The negation of the predicate "all yes" should be "not all yes", so the negation proposition should be "Zhang Ming and Li Hong are not both good students".

The difference between "nothing" and "not all" should be clear and semantically clear ~

10) correct

The definition of "reflexivity" comes out in one step (note that I(A)={(x, x)|x∈A}).

1 1) is correct.

It's too obvious ...

12) correct

Example: A = {1}, B = {1, {1}} are examples of satisfaction.

13) correct

I(A)∪I(B)=I(A∪B) can be directly proved from the conclusion of 10.

14) correct

(a 1，a2) r 2 (b 1，B2)，(b 1，B2) r 2 (c 1，C2) → (a 1，a2)，(b 1。

(b 1,b2),(c 1,c2)∈r→(a 1,a2),(c 1,c2)∈r→(a 1,a2)r^2(c 1,c2)
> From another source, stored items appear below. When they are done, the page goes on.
PR #17147, opened 2021-09-13
Comment Detail: Toggle components visibility based on permission

dvdchr:
Refs #17087

This PR configures the visibility of several components in Comment Detail. 

- The web address view should be hidden if the author URL is empty, or an invalid URL.
- The email and IP address fields are only visible for moderator roles, i.e. `Editor` and `Administrator`.
- In the content cell, the reaction bar (containing Reply and Likes button) is only visible when the site is either self hosted, **OR** the site is either dot com or Atomic and the comment is approved.
  - In short, the reaction bar is only disabled when `the site is dotcom or Atomic` **AND** the comment is not approved **AND** the user viewing the comment doesn't have a moderating role.
- Lastly, the accessory button is only enabled when the comment is approved.

## To Test

Ensure that the `New Comment Detail` feature flag is enabled. 

#### Web address visibility
- Go to My Site > Comments, and select a Comment where the author URL is present.
- Verify that the Web address field is visible.
- Select another comment where the author URL is not present.
- Verify that the Web address field is hidden.

#### Accessory button visibility
- Select any approved comment, and verify that the accessory button is visible.
- Select a spam or pending comment, and verify that the accessory button is hidden.

#### With a dotcom site, using an account that CANNOT moderate the site:
- Select any approved comment.
- Verify that the email address and the IP address field is **hidden**.
- Verify that the Edit button is NOT visible.
- Verify that the Reply and Like button is visible.

#### With a dotcom site, using an account that can moderate the site (Administrator or Editor):
- Select any approved comment.
- Verify that the email address and IP address field is **visible**.
- Verify that the Edit button is visible.
- Verify that the Reply and Like button is visible.

#### With a self-hosted site:
- Select any approved comment.
- Verify that the email address and IP address field is **visible**.
- Verify that the Reply and Likes button is visible.

## Regression Notes
n/a. Feature is hidden behind a feature flag.

n/a. Feature is hidden behind a feature flag.

n/a. Feature is hidden behind a feature flag.

PR submission checklist:


ScoutHarris:
Hey @dvdchr .

The app crashes when saving an edited comment. Cancelling a comment edit works fine.

- On iPad or iPhone.
- `Edit` a comment.
- Made a change.
- Select `Done`.
- The app crashes with: `Fatal error: Unexpectedly found nil while implicitly unwrapping an Optional value: file WordPress/CommentContentTableViewCell.swift, line 74`

Screen Shot 2021-09-13 at 2 03 34 PM

WordPress/Classes/ViewRelated/Comments/CommentContentTableViewCell.swift
```diff
@@ -33,11 +33,14 @@ class CommentContentTableViewCell: UITableViewCell, NibReusable {
 
     @IBOutlet private weak var webView: WKWebView!
     @IBOutlet private weak var webViewHeightConstraint: NSLayoutConstraint!
+    @IBOutlet weak var webViewBottomConstraint: NSLayoutConstraint!
```
ScoutHarris: Should this be `private`? Since all the other `IBOutlet`s are...

WordPress/Classes/ViewRelated/Comments/CommentContentTableViewCell.swift
```diff
@@ -93,12 +118,15 @@ class CommentContentTableViewCell: UITableViewCell, NibReusable {
 
         updateLikeButton(liked: comment.isLiked, numberOfLikes: comment.numberOfLikes())
 
-        // configure comment content
+        // Configure feature availability.
+        isReactionEnabled = !comment.isReadOnly()
+        isCommentLikesEnabled = comment.blog?.supports(.commentLikes) ?? false
```
ScoutHarris: The old comment detail shows Like based on what the blog and the comment support:
`cell.isLikeEnabled = [self.comment.blog supports:BlogFeatureCommentLikes] && self.userCanLikeAndReply;`

I assume the new one should be the same, that is:
`isCommentLikesEnabled = comment.blog?.supports(.commentLikes) ?? !comment.isReadOnly()`

ScoutHarris (changes requested):

ScoutHarris:
Hey @dvdchr .

I noticed that the `Email address` field is displayed when there is no email. I would expect it to be hidden like the `Web address` is when it's empty. AFAIK, it is perfectly valid not to have an email address. You can see this by 1) the Edit Comment view allowing it to be cleared, and 2) the web displays a specific label in this scenario.

Screen Shot 2021-09-13 at 2 40 49 PM


I will admit, I'm not sure how you can reply without an email address, but I do recall @aerych mentioning something about replying anonymously, which results in no email.

WordPress/Classes/ViewRelated/Comments/CommentContentTableViewCell.swift
ScoutHarris: What do you think about using a stack view to display the cell contents? 
- When the reaction bar is hidden the stack view will automatically resize, negating the need to manually modify constraints. 
- It should also resolve the crash due to missing constraint.
- I think it will also facilitate showing the new moderation bar. It will be displayed conditionally in this cell (ref pbArwn-2ks#comment-3746), so having a stack view means showing/hiding it should just work like it would for the reaction bar.

ScoutHarris:
This is probably unrelated to this PR, but I just noticed this warning:

Screen Shot 2021-09-22 at 12 12 40 PM

WordPress/Classes/ViewRelated/Comments/CommentContentTableViewCell.swift
dvdchr: Ah yep. Actually, the comment button is contained in a view that has its visibility controlled through `isReactionEnabled`. So, when the value of `!comment.isReadOnly()` is `false`, both the like and comment buttons will be hidden regardless of whether they're visible or not.

But I guess this behavior is not very clear just from a single glance unless one also checks out the XIB – and things may change in the future and it might introduce a bug. I'll adjust this soon! Thanks. 🙂

WordPress/Classes/ViewRelated/Comments/CommentContentTableViewCell.swift
dvdchr: > Should this be private? Since all the other IBOutlets are...

Whoops! Good catch. Thanks!

> What do you think about using a stack view to display the cell contents?

Yeah, I can do that. Thanks for the suggestion!

dvdchr:
> I noticed that the Email address field is displayed when there is no email. I would expect it to be hidden like the Web address is when it's empty.
> I do recall @aerych mentioning something about replying anonymously, which results in no email.

Oh, TIL! I'll adjust this soon.

dvdchr:
> This is probably unrelated to this PR, but I just noticed this warning:

Good catch! Since this icon is not available in Gridicons, I'll backport this for iOS 13 by adding this specific icon to our assets.

WordPress/Classes/ViewRelated/Comments/CommentContentTableViewCell.swift
dvdchr: This is addressed in https://github.com/wordpress-mobile/WordPress-iOS/pull/17147/commits/8965bca1460c6d48119fb9d8d3e6b7c27b692fdf. I've tested the Edit Comment flow and confirmed that the crash you mentioned in https://github.com/wordpress-mobile/WordPress-iOS/pull/17147#issuecomment-918537809 no longer happens. Thanks!

WordPress/Classes/ViewRelated/Comments/CommentContentTableViewCell.swift
dvdchr: Addressed in https://github.com/wordpress-mobile/WordPress-iOS/pull/17147/commits/336c31fe0f248044a21061303ad718ee66ca0e4c!

dvdchr:
Hey @ScoutHarris, this should be ready for your n-th round of review. 😅 Thank you for the reviews!! Here's a gist of the update:

- Used stack view to stack the comment content subviews. Also verified that the [crash you've found](https://github.com/wordpress-mobile/WordPress-iOS/pull/17147#issuecomment-918537809) no longer happens after switching this to stack view.
  - Heads up, this will probably cause conflicts on https://github.com/wordpress-mobile/WordPress-iOS/pull/17211! 😬 
- Updated the conditionals for `isCommentLikesEnabled` to be more clear.
- Addressing [your comment](https://github.com/wordpress-mobile/WordPress-iOS/pull/17147#issuecomment-918562797), empty email field is now hidden!
- Backported the `arrowshape.turn.up.backward` SFSymbols to iOS 13.

dvdchr:
It looks like I might've left the Jetpack target unchecked, which may cause the CI jobs to fail. I'll fix this tomorrow!

ScoutHarris (approved):
Looking good!

:shipit:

So as long as R is a relation, whether R is transitive or not, R 2 = R× R is transitive.

15) correct

Like 10), it is also a direct conclusion from the definition: iff (take A, b ∈ A has (A, b)∈R, (B, a)∈R→a=b) iff (take A, B ∈)

16) correct

It is easy to prove that {[a] | A | ARB} is the division of A with respect to R by taking the equivalence relation R on set A and a∈R, [a] =

That is, the equivalent class A/R about r.

17) error

See 2) for counterexamples.

18) correct

There are no conjunctions and punctuation marks.

19) correct

Know things clearly. The general method to prove the equality of sets is to prove bidirectional inclusion.

20) Error

This is an atomic proposition. "Red and yellow can be blended into orange" = "Red and yellow can be blended into orange",

There is also ≦ "Red can be turned into orange, and yellow can be turned into orange", which needs to be clarified.